Prompt. Find the word "really" in the data below and copy each line that holds it.

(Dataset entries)
• • • •
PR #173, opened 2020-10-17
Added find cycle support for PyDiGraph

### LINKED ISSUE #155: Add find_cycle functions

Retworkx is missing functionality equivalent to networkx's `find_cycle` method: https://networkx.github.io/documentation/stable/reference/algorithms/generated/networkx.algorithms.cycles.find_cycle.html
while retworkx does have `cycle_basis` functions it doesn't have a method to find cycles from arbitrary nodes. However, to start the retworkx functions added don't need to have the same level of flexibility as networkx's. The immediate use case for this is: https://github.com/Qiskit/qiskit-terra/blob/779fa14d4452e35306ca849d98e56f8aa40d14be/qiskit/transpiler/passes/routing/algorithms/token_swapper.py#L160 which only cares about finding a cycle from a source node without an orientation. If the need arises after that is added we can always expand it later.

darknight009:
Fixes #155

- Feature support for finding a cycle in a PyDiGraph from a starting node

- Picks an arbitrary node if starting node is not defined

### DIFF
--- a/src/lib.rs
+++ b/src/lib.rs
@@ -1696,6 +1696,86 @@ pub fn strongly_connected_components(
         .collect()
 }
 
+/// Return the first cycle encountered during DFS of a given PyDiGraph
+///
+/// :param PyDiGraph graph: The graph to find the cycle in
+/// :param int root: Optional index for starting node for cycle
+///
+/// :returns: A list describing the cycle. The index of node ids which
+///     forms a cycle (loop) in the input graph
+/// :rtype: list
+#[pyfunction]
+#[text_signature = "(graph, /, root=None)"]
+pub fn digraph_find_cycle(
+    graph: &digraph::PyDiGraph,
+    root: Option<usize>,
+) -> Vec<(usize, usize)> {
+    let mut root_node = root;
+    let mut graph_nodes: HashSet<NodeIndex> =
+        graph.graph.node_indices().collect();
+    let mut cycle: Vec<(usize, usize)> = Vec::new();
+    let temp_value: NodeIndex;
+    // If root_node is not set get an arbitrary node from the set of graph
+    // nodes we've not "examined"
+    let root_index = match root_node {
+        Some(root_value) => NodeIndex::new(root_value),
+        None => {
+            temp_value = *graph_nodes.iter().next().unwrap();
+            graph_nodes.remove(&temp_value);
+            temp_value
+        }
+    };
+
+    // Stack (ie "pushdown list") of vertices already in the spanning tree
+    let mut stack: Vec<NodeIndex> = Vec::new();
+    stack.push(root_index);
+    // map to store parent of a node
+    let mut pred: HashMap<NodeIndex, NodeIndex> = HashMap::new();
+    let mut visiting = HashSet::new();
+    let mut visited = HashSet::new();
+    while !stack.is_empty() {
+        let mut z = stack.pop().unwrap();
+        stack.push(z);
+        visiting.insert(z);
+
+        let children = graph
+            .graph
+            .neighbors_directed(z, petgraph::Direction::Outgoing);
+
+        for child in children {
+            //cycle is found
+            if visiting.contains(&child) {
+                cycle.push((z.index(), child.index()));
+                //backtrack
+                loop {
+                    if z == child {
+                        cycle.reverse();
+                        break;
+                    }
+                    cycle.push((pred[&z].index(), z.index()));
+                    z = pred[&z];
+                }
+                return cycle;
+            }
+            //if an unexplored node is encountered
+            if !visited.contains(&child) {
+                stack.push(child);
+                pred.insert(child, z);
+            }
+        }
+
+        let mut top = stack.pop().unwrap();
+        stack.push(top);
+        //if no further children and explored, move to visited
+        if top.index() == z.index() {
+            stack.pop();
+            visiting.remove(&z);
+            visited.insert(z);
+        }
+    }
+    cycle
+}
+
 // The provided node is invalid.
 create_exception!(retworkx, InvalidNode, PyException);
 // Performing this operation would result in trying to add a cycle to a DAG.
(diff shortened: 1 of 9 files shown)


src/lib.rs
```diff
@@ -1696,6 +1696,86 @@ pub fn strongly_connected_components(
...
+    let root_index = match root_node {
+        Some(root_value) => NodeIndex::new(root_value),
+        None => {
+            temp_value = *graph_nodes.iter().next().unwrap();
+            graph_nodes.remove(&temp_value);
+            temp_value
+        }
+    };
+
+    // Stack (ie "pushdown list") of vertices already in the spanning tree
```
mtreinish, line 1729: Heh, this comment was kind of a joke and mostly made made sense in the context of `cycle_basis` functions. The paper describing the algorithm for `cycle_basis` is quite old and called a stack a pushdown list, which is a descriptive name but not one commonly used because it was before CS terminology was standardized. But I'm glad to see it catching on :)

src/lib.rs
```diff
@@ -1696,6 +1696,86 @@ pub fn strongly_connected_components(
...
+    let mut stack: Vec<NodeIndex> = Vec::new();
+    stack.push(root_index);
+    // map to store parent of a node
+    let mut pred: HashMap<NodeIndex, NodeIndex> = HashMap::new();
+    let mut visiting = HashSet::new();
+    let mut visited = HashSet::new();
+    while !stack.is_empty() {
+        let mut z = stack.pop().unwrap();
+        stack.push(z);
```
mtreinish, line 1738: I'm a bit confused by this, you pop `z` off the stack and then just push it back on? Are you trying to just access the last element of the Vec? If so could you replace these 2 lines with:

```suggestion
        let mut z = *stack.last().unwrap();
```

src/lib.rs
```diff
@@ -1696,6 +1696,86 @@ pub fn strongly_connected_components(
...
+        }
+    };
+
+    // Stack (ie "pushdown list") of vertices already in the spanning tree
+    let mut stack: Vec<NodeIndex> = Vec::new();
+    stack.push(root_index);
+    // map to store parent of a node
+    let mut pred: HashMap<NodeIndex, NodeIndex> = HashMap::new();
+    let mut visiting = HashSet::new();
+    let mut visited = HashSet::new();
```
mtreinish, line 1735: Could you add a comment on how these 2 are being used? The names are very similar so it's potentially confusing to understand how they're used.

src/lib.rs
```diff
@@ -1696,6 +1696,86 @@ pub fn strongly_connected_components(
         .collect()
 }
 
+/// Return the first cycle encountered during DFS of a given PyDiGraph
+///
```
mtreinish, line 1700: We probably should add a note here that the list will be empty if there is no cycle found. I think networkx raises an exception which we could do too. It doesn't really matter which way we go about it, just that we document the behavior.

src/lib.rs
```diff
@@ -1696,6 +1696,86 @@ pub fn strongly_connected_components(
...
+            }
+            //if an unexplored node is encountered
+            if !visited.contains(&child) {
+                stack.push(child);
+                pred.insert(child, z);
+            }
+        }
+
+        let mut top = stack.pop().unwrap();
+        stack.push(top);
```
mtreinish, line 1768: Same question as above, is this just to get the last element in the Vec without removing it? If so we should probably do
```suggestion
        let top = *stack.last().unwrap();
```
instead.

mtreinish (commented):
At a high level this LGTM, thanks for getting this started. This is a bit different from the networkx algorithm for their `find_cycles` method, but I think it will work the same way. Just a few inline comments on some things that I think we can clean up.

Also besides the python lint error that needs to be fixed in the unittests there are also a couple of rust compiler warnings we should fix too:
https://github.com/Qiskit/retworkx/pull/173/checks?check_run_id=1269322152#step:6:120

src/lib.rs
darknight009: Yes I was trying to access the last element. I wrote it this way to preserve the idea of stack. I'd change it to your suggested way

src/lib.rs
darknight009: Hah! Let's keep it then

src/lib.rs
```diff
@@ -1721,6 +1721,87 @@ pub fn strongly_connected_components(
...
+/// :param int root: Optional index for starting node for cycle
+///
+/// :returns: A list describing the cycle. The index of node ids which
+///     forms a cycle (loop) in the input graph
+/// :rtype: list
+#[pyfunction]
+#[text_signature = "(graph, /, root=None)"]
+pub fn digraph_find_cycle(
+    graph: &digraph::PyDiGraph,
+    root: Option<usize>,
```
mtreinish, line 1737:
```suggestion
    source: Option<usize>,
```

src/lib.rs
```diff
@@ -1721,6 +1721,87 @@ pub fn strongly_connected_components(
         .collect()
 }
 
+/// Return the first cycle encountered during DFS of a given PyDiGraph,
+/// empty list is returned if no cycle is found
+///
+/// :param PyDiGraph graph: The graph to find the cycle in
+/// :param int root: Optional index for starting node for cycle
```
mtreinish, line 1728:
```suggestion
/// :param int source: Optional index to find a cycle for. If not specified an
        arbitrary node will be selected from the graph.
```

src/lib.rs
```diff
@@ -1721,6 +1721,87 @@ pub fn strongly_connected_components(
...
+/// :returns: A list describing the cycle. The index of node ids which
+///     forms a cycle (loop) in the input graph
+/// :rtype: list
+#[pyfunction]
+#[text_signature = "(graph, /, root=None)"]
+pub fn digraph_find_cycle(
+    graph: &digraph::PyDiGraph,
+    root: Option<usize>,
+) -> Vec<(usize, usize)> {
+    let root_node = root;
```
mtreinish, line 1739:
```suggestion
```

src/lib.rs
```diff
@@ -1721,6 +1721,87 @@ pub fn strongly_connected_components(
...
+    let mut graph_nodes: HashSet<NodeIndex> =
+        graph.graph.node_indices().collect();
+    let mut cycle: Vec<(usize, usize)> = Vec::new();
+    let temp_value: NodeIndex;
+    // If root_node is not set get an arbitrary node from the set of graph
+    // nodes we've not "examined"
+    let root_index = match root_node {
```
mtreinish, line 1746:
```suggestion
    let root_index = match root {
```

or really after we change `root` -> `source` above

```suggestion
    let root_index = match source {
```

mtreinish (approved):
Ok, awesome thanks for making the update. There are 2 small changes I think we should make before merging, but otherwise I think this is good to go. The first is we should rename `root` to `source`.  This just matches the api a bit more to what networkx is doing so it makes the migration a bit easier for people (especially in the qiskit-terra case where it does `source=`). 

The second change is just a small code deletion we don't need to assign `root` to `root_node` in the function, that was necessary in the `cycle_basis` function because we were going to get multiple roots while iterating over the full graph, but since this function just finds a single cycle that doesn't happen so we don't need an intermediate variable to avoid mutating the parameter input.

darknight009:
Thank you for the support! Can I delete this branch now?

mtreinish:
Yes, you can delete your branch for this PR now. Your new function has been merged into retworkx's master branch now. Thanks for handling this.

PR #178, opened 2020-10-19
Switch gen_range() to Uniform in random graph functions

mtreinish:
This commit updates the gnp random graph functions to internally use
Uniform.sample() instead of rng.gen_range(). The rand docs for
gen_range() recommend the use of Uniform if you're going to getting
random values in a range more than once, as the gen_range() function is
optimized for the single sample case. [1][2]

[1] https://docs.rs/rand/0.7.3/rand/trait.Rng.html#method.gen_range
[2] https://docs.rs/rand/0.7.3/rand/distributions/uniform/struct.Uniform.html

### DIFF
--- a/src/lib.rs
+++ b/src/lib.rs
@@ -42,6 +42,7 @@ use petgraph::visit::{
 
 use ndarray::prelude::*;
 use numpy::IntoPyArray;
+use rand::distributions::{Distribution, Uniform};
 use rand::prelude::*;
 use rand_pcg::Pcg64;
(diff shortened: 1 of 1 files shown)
• • • •
Exercise response.
mtreinish, line 1700: We probably should add a note here that the list will be empty if there is no cycle found. I think networkx raises an exception which we could do too. It doesn't really matter which way we go about it, just that we document the behavior.
or really after we change `root` -> `source` above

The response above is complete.